• **PROBLEM DETAILS**: Return every line from the records below in which the word "data" is found.
[RECORDED INFORMATION Boundary: Start]
PR #2930, opened 2019-06-29
Purge saved trades that failed market price check

sqrrm:
This is a way to clean saved failed take offers due to price disagreement. I don't know if there is any other signature apart from the errormessage to uniquely identify such saved failed trades so the matching for purges is done on the error message string.

### DIFF
--- a/core/src/main/java/bisq/core/app/BisqSetup.java
+++ b/core/src/main/java/bisq/core/app/BisqSetup.java
@@ -161,7 +161,7 @@ public class BisqSetup {
     private Consumer<String> cryptoSetupFailedHandler, chainFileLockedExceptionHandler,
             spvFileCorruptedHandler, lockedUpFundsHandler, daoErrorMessageHandler, daoWarnMessageHandler,
             filterWarningHandler, displaySecurityRecommendationHandler, displayLocalhostHandler,
-            wrongOSArchitectureHandler;
+            wrongOSArchitectureHandler, cleanupDone;
     @Setter
     @Nullable
     private Consumer<Boolean> displayTorNetworkSettingsHandler;
@@ -283,6 +283,9 @@ public class BisqSetup {
     }
 
     public void start() {
+        if (cleanupDone != null)
+            cleanupDone.accept("Cleanup done, shutting down");
+
         maybeReSyncSPVChain();
         maybeShowTac();
     }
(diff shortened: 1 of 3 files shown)


sqrrm:
This branch is for those that have a broken trade history due to the issue with failed acks on price disagreement. This branch will fix the data dir so they can keep the histories.

sqrrm:
I created a new branch since this should not go into master. That way those that need to clean up their failed offers can do so by building and running from this branch as a one time clean up.

devinbileck:
I worry that the barrier of building from source will keep a lot of less technical users from being able to utilize this. Perhaps instead we could implement a separate utility that the user just executes and it repairs their trade history. And if necessary we can also add additional cleanup tasks to this utility in order to resolve other issues that arise. What do you think?

sqrrm:
@devinbileck I agree that building from source is probably too hard for a lot of users. We could build this branch for them as well, like the main release.

Having a separate tool would be perhaps more correct but I don't really see many benefits. This fix is very specific to repair the data dir for a bug that has now been fixed so it's a one time use. The separate tool would have to be maintained just as much as bisq itself if it were to be reused and we would have to build it for different platforms as well. To add any task that users might want to perform regularly in a separate tool doesn't make sense to me. Why wouldn't we just implement that in core to never have the issue in the first place?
[RECORDED INFORMATION Boundary: End]
• **PROBLEM SOLUTION**:
This branch is for those that have a broken trade history due to the issue with failed acks on price disagreement. This branch will fix the data dir so they can keep the histories.
Having a separate tool would be perhaps more correct but I don't really see many benefits. This fix is very specific to repair the data dir for a bug that has now been fixed so it's a one time use. The separate tool would have to be maintained just as much as bisq itself if it were to be reused and we would have to build it for different platforms as well. To add any task that users might want to perform regularly in a separate tool doesn't make sense to me. Why wouldn't we just implement that in core to never have the issue in the first place?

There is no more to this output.